Steel, cement and chemicals industries key to the clean transition
The International Energy Agency outlines a path to a fossil-free future
The International Energy Agency calls for an immediate stop to investments in and production of fossil fuels. For heavy industry decarbonisation, the “Net Zero by 2050” report relies too much on unproven technologies like carbon capture and storage. But it nevertheless sends a strong message to policymakers on the need to drastically reduce industrial carbon pollution. An adequate carbon price is one of the tools to get there, incentivising companies to deploy already existing clean technologies.
The Net Zero by 2050 provides a comprehensive roadmap that outlines how countries can achieve an energy transition in line with the Paris Agreement 1.5 goal.
In the 227-page report, the IEA calls for “a total transformation of the energy systems that underpin our economies.” To achieve this, the agency urges governments to provide credible step‐by‐step plans to reach their net-zero goals, “building confidence among investors, industry, citizens and other countries”. It underlines the need for governments to “put in place long‐term policy frameworks to allow all branches of government and stakeholders to plan for change and facilitate an orderly transition”.

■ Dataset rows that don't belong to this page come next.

PR #934, opened 2016-06-13
ActiveModel: clear errors before calling 'valid?'

samstickland:
Some form libraries, such as Reform, can use ActiveModel
validations but don't clear errors between validations (like the
ActiveModel + ActiveRecord combination does).

This change manually clears the errors before calling valid? allowing
matchers that call valid? multiple times (such as validate_length_of) to
be used with Reform and Trailblazer contracts.

### DIFF
--- a/lib/shoulda/matchers/active_model/validator.rb
+++ b/lib/shoulda/matchers/active_model/validator.rb
@@ -90,6 +90,7 @@ module Shoulda
         end
 
         def perform_validation
+          record.errors.clear
           if context
             record.valid?(context)
           else


mcmire:
If we're going to support Reform, then we'll need an integration test to cover this. Do you think you can take a crack at adding one?

samstickland:
Sure, I can do that. Although I need to tell you that the `valid?` method will be going away in future versions of Reform, leaving only `validate`, and I'm not sure what implementation will be required to fix this - see https://github.com/apotonick/reform/issues/156#issuecomment-225601149.

If setting values directly on the form object continues to be supported in Reform then I _think_  it could be as simple as calling `record.validate({})` rather than `record.valid?` in Validator. In which case, would it be acceptable to do this?

```
def perform_validation
  if record.is_a?(Reform::Form)
    record.errors.clear
    record.validate({})
  elsif context
    record.valid?(context)
  else
    record.valid?
  end
  ...
end
```

mcmire:
I don't think it'd be bad to clear errors in every case. I also don't want to explicitly hardcode Reform::Form in the code as I think that's not as future-looking as it could be. ActiveModel also has a `validate` method (that's an alias for `valid?`), so what we could do is just use that from now on.

With that in mind, what do you think about this?

``` ruby
def perform_validation
  record.errors.clear

  if record.method(:validate).arity > 0 && context
   record.validate(context)
  else
    record.validate
  end
end
```

samstickland:
Yeah, that was the bit that worried me, hardcoding Reform::Form.. However, the Reform validate method currently requires a hash (this is usually how values are provided to Reform, e.g. `form.validate(params[:artist])`). So I think the two options are:

1. Alter the Validator to accept a validation strategy... This sounds like quite extensive changes
2. Alter Reform so that it continues to present an AM compatible API after `valid?` goes away. This could be either:
a) Setting a default value of {} in `validate`
b) Re-implementing `valid?` as `def valid?(params = {}); validate(params); end;`. (Currently `valid?` in Reform is actually a slightly different method to `validate`)

Assuming the maintainer or Reform agrees I think either 2a or 2b is the way to go. What do you think?

mcmire:
Ohh, I forgot that Reform's #validate method is different. I would hesitate to monkey-patch any instances of Reform::Form to re-implement #valid?, if that's what you were thinking. So, in that new light, I think it would be acceptable to hardcode a reference to Reform::Form for now, and then perhaps we can revisit this when the change you mentioned gets into Reform.

samstickland:
Hi,

It turns out that Reform isn't designed to support multiple validations on
a single instance. Errors.clear works for now but isn't supported and will
be going away in the future.

So, for the immediate future I'm just going to proceed with a fork or
monkey patch of shoulda, but going forwards this is going to require some
more thought. Things to consider are:

1) How to reinstaniate / duplicate the Reform object between validation
tests.
2) Calling validate instead of valid?

Sam
El 14 jun. 2016 8:05 PM, "Elliot Winkler" <notifications@github.com>
escribió:

Ohh, I forgot that Reform's #validate method is different. I would hesitate
to monkey-patch any instances of Reform::Form to re-implement #valid?, if
that's what you were thinking. So, in that new light, I think it would be
acceptable to hardcode a reference to Reform::Form for now, and then
perhaps we can revisit this when the change you mentioned gets into Reform.

—
You are receiving this because you authored the thread.
Reply to this email directly, view it on GitHub
<https://github.com/thoughtbot/shoulda-matchers/pull/934#issuecomment-225983941>,
or mute the thread
<https://github.com/notifications/unsubscribe/AJfZUzjc_IaQo28P-s_KhD5ln-ikLUa8ks5qLvtggaJpZM4I0Xhv>
.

It also emphasises that while long‐term national climate strategies can set out a vision for national transitions, the long‐term objectives need to be linked to measurable short‐term targets and policies.
How to get there?
The report details more than 400 sectoral and technology milestones to guide the global journey to net-zero by 2050. These milestones include an immediate end to new investment in fossil-fuel extraction and net-zero electricity by 2040.
According to the IEA, most of the global reductions in CO2 emissions through 2030 in the pathway report come from technologies readily available today. But in 2050, almost half the reductions come from technologies that are currently at the demonstration or prototype phase. For sectors like heavy industry, the share of emissions reductions from technologies that are still under development today is even higher.
While clean energy technology is well-established in the electricity sector, there is, therefore, a dire need for innovation for the industrial sectors.
Heavy industry key to the clean transition
Cutting industrial carbon pollution requires considerable efforts but can and must be done for the world to reach the 1.5 goal.
Three industries – steel, cement and chemicals – emit around 70% of CO2 from this sector and are, therefore, the key to the transition as the IEA rightly points out. But an important shortcoming in the IEA scenario is the heavy reliance on unproven technologies like carbon capture and storage (CCS) to decarbonise heavy industry.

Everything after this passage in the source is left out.